#### Information supplied:
PR #11583, opened 2026-01-07
Share six/sixup flags and remove gamecontext include from teams

ChillerDragon:
Makes the code less duplicated, shorter and reduces dependency issues when including files.

## Checklist

### DIFF
--- a/src/game/server/gamecontroller.h
+++ b/src/game/server/gamecontroller.h
@@ -3,10 +3,13 @@
 #ifndef GAME_SERVER_GAMECONTROLLER_H
 #define GAME_SERVER_GAMECONTROLLER_H
 
+#include <base/dbg.h>
 #include <base/vmath.h>
 
 #include <engine/map.h>
 #include <engine/shared/protocol.h>
+
+#include <generated/protocol.h>
 
 #include <game/server/teams.h>
 
--- a/src/game/server/gamemodes/DDRace.h
+++ b/src/game/server/gamemodes/DDRace.h
@@ -10,7 +10,7 @@ public:
 	CGameControllerDDRace(class CGameContext *pGameServer);
 	~CGameControllerDDRace() override;
 
-	CScore *Score();
+	class CScore *Score();
 
 	void HandleCharacterTiles(class CCharacter *pChr, int MapIndex) override;
 	void SetArmorProgress(CCharacter *pCharacter, int Progress) override;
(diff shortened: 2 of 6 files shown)


src/engine/shared/protocol.h
```diff
@@ -149,6 +149,12 @@ enum
 	VERSION_DDNET_IMPORTANT_ALERT = 19060,
 };
 
+enum
+{
+	FLAG_SIX = 1 << 0,
+	FLAG_SIXUP = 1 << 1,
```
Avolicious, line 155: For consistency I would prefer `FLAG_SEVEN`, otherwise it might be confusing if 0.8 comes out one day or another version is being introduced.

ChillerDragon: I am okay with seven. We already use a lot of sixup I assume that is to avoid causing another diff if things do not change in 0.8. I mean lets be honest here there won't be any 0.8 anyways :D

I think @timakro came up with the sixup term. Rebranding that would be a bigger change as this is not the only enum using that term. I would suggest going with sixup in this pr for consistency with the current code. And we can open an discussion issue for renaming the term sixup to seven everywhere.

src/game/client/render.h
```diff
@@ -32,11 +32,7 @@ class CQuad;
 class CSkinDescriptor
 {
 public:
-	enum
-	{
-		FLAG_SIX = 1,
-		FLAG_SEVEN = 2,
-	};
+	// FLAG_SIX or FLAG_SIXUP
 	unsigned m_Flags;
```
Robyt3, line 36: I don't like the now protocol-constants being used for skin descriptors in rendering. I think those `enum`s should evolve independently and it was clearer when the constants were used as `CSkinDescriptor::FLAG_SIX` and `CGameContext::FLAG_SIX`.

ChillerDragon: Why?

ChillerDragon: The FLAG_SIX in the skin context means skins defined by the 0.6 protocol. That sounds very correct to me.

Robyt3: We might add `CSkinDescriptor::FLAG_SOMETHING_SPECIAL` which would have no meaning for the protocol. Or we might add `CGameContext::FLAG_SIXDOUBLEUP` which would have no meaning for skin rendering if 0.8 would use 0.7's skin system.

ChillerDragon: Disagree. But whatever I think the gamecontext.h include is a real problem could also be fixed by not touching the skin flags but I don't like that. Anyways if you don't like it we don't do it. Closing.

#### Exercise directions:
Find how many lines of the listing include the word "protocol", and state that number by itself.

#### Problem solution:
6